### THE TASK
Only the number is wanted: how many lines below contain "would"?

::::

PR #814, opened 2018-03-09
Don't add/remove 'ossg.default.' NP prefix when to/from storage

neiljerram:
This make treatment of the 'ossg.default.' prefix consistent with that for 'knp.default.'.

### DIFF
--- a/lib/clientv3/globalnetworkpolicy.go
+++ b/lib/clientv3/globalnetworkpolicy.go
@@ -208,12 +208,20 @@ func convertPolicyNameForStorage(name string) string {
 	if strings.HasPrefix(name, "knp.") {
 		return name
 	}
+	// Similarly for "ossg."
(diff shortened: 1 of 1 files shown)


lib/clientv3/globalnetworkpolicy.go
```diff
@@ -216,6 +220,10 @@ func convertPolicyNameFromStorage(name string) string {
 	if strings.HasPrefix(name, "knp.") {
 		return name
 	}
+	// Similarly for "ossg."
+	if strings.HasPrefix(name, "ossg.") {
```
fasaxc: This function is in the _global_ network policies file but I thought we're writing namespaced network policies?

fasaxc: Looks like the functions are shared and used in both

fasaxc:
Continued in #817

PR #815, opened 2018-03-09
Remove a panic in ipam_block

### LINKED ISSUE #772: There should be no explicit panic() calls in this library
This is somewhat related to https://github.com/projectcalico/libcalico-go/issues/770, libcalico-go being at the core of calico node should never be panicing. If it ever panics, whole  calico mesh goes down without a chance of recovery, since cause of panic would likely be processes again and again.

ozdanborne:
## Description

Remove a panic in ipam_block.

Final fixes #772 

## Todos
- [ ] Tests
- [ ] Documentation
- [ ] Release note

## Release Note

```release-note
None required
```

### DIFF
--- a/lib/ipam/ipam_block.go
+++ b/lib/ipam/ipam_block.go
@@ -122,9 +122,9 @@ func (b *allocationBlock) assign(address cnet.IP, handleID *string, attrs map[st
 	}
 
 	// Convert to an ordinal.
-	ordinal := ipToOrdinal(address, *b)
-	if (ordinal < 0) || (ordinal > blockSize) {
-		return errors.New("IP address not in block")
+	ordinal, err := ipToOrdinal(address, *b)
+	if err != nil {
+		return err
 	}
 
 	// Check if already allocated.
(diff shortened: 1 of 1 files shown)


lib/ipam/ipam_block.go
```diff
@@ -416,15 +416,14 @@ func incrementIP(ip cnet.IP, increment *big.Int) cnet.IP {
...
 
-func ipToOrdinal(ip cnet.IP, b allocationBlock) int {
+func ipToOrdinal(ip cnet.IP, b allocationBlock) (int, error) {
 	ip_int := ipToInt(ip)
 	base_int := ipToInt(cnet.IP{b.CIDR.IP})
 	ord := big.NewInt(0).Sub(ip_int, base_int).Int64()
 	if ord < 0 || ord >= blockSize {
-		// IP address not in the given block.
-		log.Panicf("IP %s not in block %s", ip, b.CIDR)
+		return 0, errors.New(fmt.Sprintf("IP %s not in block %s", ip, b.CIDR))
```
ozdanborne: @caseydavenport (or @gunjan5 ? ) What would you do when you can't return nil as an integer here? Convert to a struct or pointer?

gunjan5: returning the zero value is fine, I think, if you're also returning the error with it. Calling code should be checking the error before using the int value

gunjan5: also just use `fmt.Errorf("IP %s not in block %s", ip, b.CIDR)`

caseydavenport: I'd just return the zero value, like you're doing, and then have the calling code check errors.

::::

### EXERCISE ANSWER
2